VoxelCubes / PanelCleaner

An AI-powered tool to clean manga panels.
GNU General Public License v3.0
208 stars 16 forks source link

[Windows] Unicode error with non-ascii letters in a file path #27

Closed NinjaScoutZ closed 8 months ago

NinjaScoutZ commented 9 months ago

Encountered an error while processing files.

<class 'UnicodeDecodeError'>: Traceback (most recent call last): File "pcleaner\gui\worker_thread.py", line 141, in run File "pcleaner\gui\mainwindow_driver.py", line 1064, in generate_output File "pcleaner\gui\processing.py", line 228, in generate_output File "pcleaner\preprocessor.py", line 74, in prep_json_file File "pathlib.py", line 1059, in read_text File "encodings\cp1252.py", line 23, in decode UnicodeDecodeError: 'charmap' codec can't decode byte 0x9d in position 352: character maps to

'charmap' codec can't decode byte 0x9d in position 352: character maps to

NinjaScoutZ commented 9 months ago

This problem will occur when I'm trying to clean up the color manga (ex.manhwa manhua)

VoxelCubes commented 9 months ago

Hm, due to the traceback coming from pathlib, I figure the issue lies with a file name of some kind. Also, I see that you're on Windows, might play a role with how windows handles character mapping, not using utf-8 etc.

To solve this issue, I'd need a file that causes the problem. If it's really just the file path, you can even try renaming a blank white page to that name and see if it produces the same error. Or, if you don't wish to share the image publicly, feel free to send the image to my email, voxel.aur@gmail.com

VoxelCubes commented 9 months ago

All right, I've taken a look at your samples, and it is as I suspected. That "encodings\cp1252.py" refers to the windows character encoding method, which is not compatible with Unicode. So this problem only happens on Windows, not other platforms, and is triggered by non-ascii (english symbols) text being interpreted wrongly.

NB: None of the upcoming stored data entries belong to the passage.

PR #77, opened 2021-01-20
persist manual unpause until end of a canary deployment, and then reset

celenechang:
### What does this PR do?

Previously, the ability to manually `unpause` a Canary deployment was added. However, if `AutoPause` is enabled and the Canary deployment exceeds the number of `maxRestarts` (for instance), then the Canary will be automatically paused again following an `unpause` action.

This PR persists a manual `unpause` action by storing it in an annotation, and inhibits the `AutoPause` feature until the Canary deployment ends and the annotation is removed.

### Motivation

Better user experience

### Additional Notes

Note that a user cannot `unpause` to effectively disable `AutoPause`, and then change their mind and re-enable `AutoPause` during the ongoing Canary deployment using the plugin. (They can manually edit the unpause annotation as a workaround.) Manual `pause`/`unpause` actions can be executed with the plugin at will.

### Describe your test plan

- `make build` (this also builds the plugin)
- Start a `kind` cluster
- Edit `config/manager/manager.yaml` and `config/manager/kustomization.yaml` to use image `test/extendeddaemonset:test` and image pull policy `Never`
- `make install`
- `make IMG=test/extendeddaemonset:test docker-build` 
- `kind load docker-image test/extendeddaemonset:test`
- `make deploy`
- Then apply the `ExtendedDaemonSet`s in `examples/` to start a canary deployment
- `bin/kubectl-eds canary pause foo`; verify it is paused (with `kubectl-eds get` and by checking the annotation)
- `bin/kubectl-eds canary unpause foo`; verify it is unpaused
- When canary deployment finishes, verify the `canary-unpaused` annotation is cleared
- Try a test with a canary deployment that is in CLB (can use `bash:latest` image) and `AutoPause` is enabled. Make sure that, after the canary is automatically paused, `bin/kubectl-eds canary unpause foo` allows the canary deployment to finish despite the restarts.
- Other behaviors to try: `canary fail foo`, `canary pause foo -> canary unpause foo`

### DIFF
--- a/controllers/extendeddaemonset/controller.go
+++ b/controllers/extendeddaemonset/controller.go
@@ -569,6 +569,7 @@ func (r *Reconciler) cleanupReplicaSet(logger logr.Logger, rsList *datadoghqv1al
 func clearCanaryAnnotations(eds *datadoghqv1alpha1.ExtendedDaemonSet) {
 	delete(eds.Annotations, datadoghqv1alpha1.ExtendedDaemonSetCanaryPausedAnnotationKey)
 	delete(eds.Annotations, datadoghqv1alpha1.ExtendedDaemonSetCanaryPausedReasonAnnotationKey)
+	delete(eds.Annotations, datadoghqv1alpha1.ExtendedDaemonSetCanaryUnpausedAnnotationKey)
 	delete(eds.Annotations, datadoghqv1alpha1.ExtendedDaemonSetCanaryFailedAnnotationKey)
 	delete(eds.Annotations, datadoghqv1alpha1.ExtendedDaemonSetCanaryFailedReasonAnnotationKey)
 }
--- a/controllers/extendeddaemonset/controller.go
+++ b/controllers/extendeddaemonset/controller.go
@@ -218,6 +218,7 @@ func (r *Reconciler) updateInstanceWithCurrentRS(logger logr.Logger, now time.Ti
 	metaNow := metav1.NewTime(now)
 
 	var updateDaemonsetSpec bool
+	var updateDaemonsetAnnotations bool
 	// If the deployment is in Canary phase, then update status (and spec as needed)
 	if daemonset.Spec.Strategy.Canary != nil {
 
@@ -252,7 +253,7 @@ func (r *Reconciler) updateInstanceWithCurrentRS(logger logr.Logger, now time.Ti
 			}
 		} else {
 			// if the Canary Deployment is not active anymore remove the canary annotations
-			clearCanaryAnnotations(newDaemonset)
+			updateDaemonsetAnnotations = clearCanaryAnnotations(newDaemonset)
 		}
 	}
 
@@ -268,10 +269,11 @@ func (r *Reconciler) updateInstanceWithCurrentRS(logger logr.Logger, now time.Ti
 			return extendedDaemonsetCopy, reconcile.Result{}, fmt.Errorf("failed to update ExtendedDaemonSet status, %w", err)
 		}
 
-		if updateDaemonsetSpec {
+		if updateDaemonsetSpec || updateDaemonsetAnnotations {
 			// we use the `extendedDaemonsetCopy` instance to have last version. that contains the latest metadata info (resource version)
 			// Copy the spec part into the extendedDaemonsetCopy.
 			extendedDaemonsetCopy.Spec = *newDaemonset.Spec.DeepCopy()
+			extendedDaemonsetCopy.Annotations = newDaemonset.Annotations
 			// In case of canaryFailed, we also update the ExtendedDaemonset.Spec
 			logger.Info("Updating ExtendedDaemonSet.Spec")
 			if err := r.client.Update(context.TODO(), extendedDaemonsetCopy); err != nil {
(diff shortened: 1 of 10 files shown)


pkg/plugin/canary/fail.go
```diff
@@ -133,16 +133,19 @@ func (o *failOptions) run() error {
...
+	if eds.Status.Canary == nil {
+		return fmt.Errorf("the ExtendedDaemonset does not have an active canary deployment")
 	}
 
 	newEds := eds.DeepCopy()
 	if newEds.Annotations == nil {
 		newEds.Annotations = make(map[string]string)
 	} else if isFailed, ok := newEds.Annotations[v1alpha1.ExtendedDaemonSetCanaryFailedAnnotationKey]; ok {
-		if o.failStatus && isFailed == "true" {
+		if o.failStatus && isFailed == "true" { //nolint:goconst
```
clamoriniere, line 146: maybe works to create a `ValueStringTrue = "true"` and `ValueStringFalse = false` in this file: https://github.com/DataDog/extendeddaemonset/blob/master/api/v1alpha1/const.go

I'll have to spend some time debugging where exactly that goes wrong, but it'll be a few weeks. In the meantime, I can advise renaming your files and folders in a way that only contains ascii characters (all parent folders above it must be ascii too, the entire file path) as a workaround, it only needs to be temporary. Or use Linux, if you wish.

VoxelCubes commented 8 months ago

Issue fixed in version 2.1.3. Let me know if it happens again.